Explaining the Data Visualization Finally, even if you have an amazing data visualization, you still need to explain it. You should do this both in a caption and in the text of your paper. Your data visualization should facilitate reading and it should be intuitive enough that someone could look at it and get a good feel for what the data is saying. However, you should still give an explanation in words that tells the reader the bottom line. In a caption, you explain your visualization (???). 1. Name the figure or table (Table 1, Figure 1, etc.) 2. Describe the visualization 3. What are the axes 4. What does the data represent Within the text, you should interpret your visualization (4). In the results section: 1. Refer to your table or figure and state the main trend 2. Support the trend with data 3. (if needed) Note any additional trends and support with data 4. (if needed) Note any exceptions to the main trends or unexpected outcomes In the Discussion: 1. (if needed) Provide an explanation for those exceptions 2. (optional) Compare to other research 3. (optional) Evaluate with respect to a hypothesis (explain whether supports or contradicts hypothesis) 4. (optional) Mention further findings 5. State the bottom line: What does the data mean? For example, consider the table on internet browser performance.
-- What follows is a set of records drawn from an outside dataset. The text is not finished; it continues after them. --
PR #68, opened 2017-03-07
Fixed altitude in interpolate filter

cj4567:
The interpolate filter currently interpolates only longitude and latitude. Fixed it so it also handles altitude.

### DIFF
--- a/interpolate.cc
+++ b/interpolate.cc
@@ -61,11 +61,13 @@ interpfilt_process(void)
   int count = 0;
   int first = 0;
   double lat1 = 0, lon1 = 0;
+  double altitude1 = unknown_alt;
   unsigned int time1 = 0;
   unsigned int timen;
   double distn;
   double curdist;
   double rt1, rn1, rt2, rn2;
+  double frac;
 
   if (opt_route) {
     route_backup(&count, &backuproute);
@@ -108,12 +110,14 @@ interpfilt_process(void)
             wpt_new->shortname = QString();
             wpt_new->description = QString();
 
+            frac = (double)(timen - time1) / (double)(wpt->creation_time.toTime_t() - time1);
             linepart(lat1, lon1,
                      wpt->latitude, wpt->longitude,
-                     (double)(timen-time1)/
-                     (double)(wpt->creation_time.toTime_t() - time1),
+                     frac,
                      &wpt_new->latitude,
                      &wpt_new->longitude);
+            if (altitude1 != unknown_alt && wpt->altitude != unknown_alt)
+              wpt_new->altitude = altitude1 + frac * (wpt->altitude - altitude1);
             if (opt_route) {
               route_add_wpt(rte_new, wpt_new);
             } else {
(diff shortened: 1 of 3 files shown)


reference/track/tinterptrack.gpx
```diff
@@ -1,53 +1,53 @@
...
-        <time>2002-05-25T17:06:09Z</time>
-      </trkpt>
-      <trkpt lat="36.000000000" lon="-115.000000000">
-        <ele>0.000000</ele>
-        <time>2002-05-25T17:06:10Z</time>
-      </trkpt>
-    </trkseg>
-  </trk>
-</gpx>
+<?xml version="1.0" encoding="UTF-8"?>
```
GPSBabelDeveloper: No carriage returns in the repo, please.

reference/track/interptrack.gpx
```diff
@@ -1,149 +1,149 @@
...
-        <time>2002-05-25T17:06:09Z</time>
-      </trkpt>
-      <trkpt lat="36.000000000" lon="-115.000000000">
-        <ele>0.000000</ele>
-        <time>2002-05-25T17:06:10Z</time>
-      </trkpt>
-    </trkseg>
-  </trk>
-</gpx>
+<?xml version="1.0" encoding="UTF-8"?>
```
GPSBabelDeveloper: No carriage returns in the repo, please.

interpolate.cc
```diff
@@ -108,12 +110,14 @@ interpfilt_process(void)
             wpt_new->shortname = QString();
             wpt_new->description = QString();
 
+            frac = (double)(timen - time1) / (double)(wpt->creation_time.toTime_t() - time1);
```
GPSBabelDeveloper, line 113: This probably breaks down for time < 1970 or > 2038 or something)  This problem isn't new and it's not your fault. Anyplace that a double is used to hold a time is probably slightly wrong these days. You could probably make frac a QDateTime and eliminate the toTime_t() and rely on the overloaded +/- operators to DTRT. If that doesn't fall out within a couple minutes, that's cool; I won't push back more than a bit on that.

GPSBabelDeveloper (changes requested):
Nice! Shows a good understanding of the problem. Thanx. If changing that to a QDateTime doesn't fall out, I'll take it after the CR's are removed.

interpolate.cc
cj4567: frac is just between 0 and 1 here and does not hold the time. You're right though, toTime_t() will break before 1970 and after 2106. Replaced it with toSecsSinceEpoch().

reference/track/interptrack.gpx
cj4567: Sorry, fixed it.

interpolate.cc
cj4567: Never mind, that's only available in newer qt versions...

GPSBabelDeveloper (approved):
That's due diligence. Thanx for looking into it.

PR #71, opened 2017-06-12
Master

robertlipe:
Prepare for more dynamic format vets.

Move the format arrays from static C arrays to container classes so they can be changed at runtime.


robertlipe:
Thank you, git, for uploading 3,811 more changes than I intended to...

PR #72, opened 2017-06-12
Move format vectors into container classes to prep for dynamic formats.

robertlipe:
Change from two arrays for the format vectors to be closer to one.


robertlipe:
Subsumed by TSteven4's Format class work.

PR #73, opened 2017-06-16
Various cleanups to configure

turboencabulator:
Rename configure.in to configure.ac to avoid a warning.
Use portability macros instead of shell code.


GPSBabelDeveloper (commented):
Hi, and welcome. I'll admit to being "out of the loop" of autoconfiscation, while I was less so in the early 90's, but can you help me (us) understand the motivation here? This looks like a nearly mechanical (and that's OK!) replacement of some of the shell constructs to use more obtuse m4 style constructs, but fundamentally, it's still a shell script but harder to read. What's the motivation/benefit to abstracting 'if' into 'AS_IF'. https://giphy.com/gifs/filmeditor-clueless-movie-3o7aTIGlhSo1bL8QUg ? It's not 'if' isn't pretty universal between any of the shells we encounter in the wild.

Oh, we probably don't want HAVE_CXX11. We require CXX11 - we kind of coasted into that and probably didn't capture that requirement correctly in configure since everything we've cared about has supported the parts we care (auto, range for) about for years.

turboencabulator:
So I started updating it to use AS_HELP_STRING to fix the formatting of ./configure --help...  then went all-in with AS_IF and AS_CASE.  A couple reasons:  Those macros purportedly exist to handle portability issues, so we might as well gain those benefits.  Also when the file is a mixture of about 2/3 macros and 1/3 shell, it tends to confuse or break syntax highlighting.  Having the file be nearly all macros usually helps with that, and gives the file a more consistent look.

HAVE_CXX11 is provided by ax_cxx_compile_stdcxx_11.m4.  It looks like autoheader was never run after that script was added, otherwise you'd have noticed it earlier.  Usually the purpose of the HAVE_xyz stuff in config.h is so that you can code up some alternatives if you want to support users that don't have that feature.  But there is no code like that in the project, so you can ignore it like you ignore most of the other HAVE_xyz macros.

BTW, I'm trying out a newer version of that ax_cxx_compile_stdcxx_11.m4 script to see if it produces anything different.  I don't have it working yet.

robertlipe:
Thanx. It seems a bit weird of an abstraction as we've received zero complaints about shells in the wild and my general experience is to avoid m4 as much as possible, but if this is the way the cool kids are doing it, OK.

PR #74, opened 2017-06-23
More autoconf modernizations

turboencabulator:
Plus a few other cleanups.


GPSBabelDeveloper (approved):
Looks good. Thanx.

I really do think that our use of autoconf and maybe even Makefile are approaching EOL. We just don't see the variety of target OSes that we did. A 200Kline 'configure' script is just not funny. Checking for the presence of <string.h> every time in 2017 when you're already requiring C++11 is pretty silly.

In this table, the best value for each task is emphasized with red bolding.
Notice that the caption names the table and explains what is contained in it. We might interpret the table like this: Table 1 suggests that Chrome is the best internet browser. It scored the best on two of the four measures. However, we should note that Chrome had the worst score on memory use. Therefore, we might conclude that Chrome is the best internet browser for users whose computers have enough memory to handle it. Users whose computers have lower memory might prefer Firefox 25, which has the lowest memory use. Users who want the fastest browser could use IE 11, which has the lowest speed of the four browsers.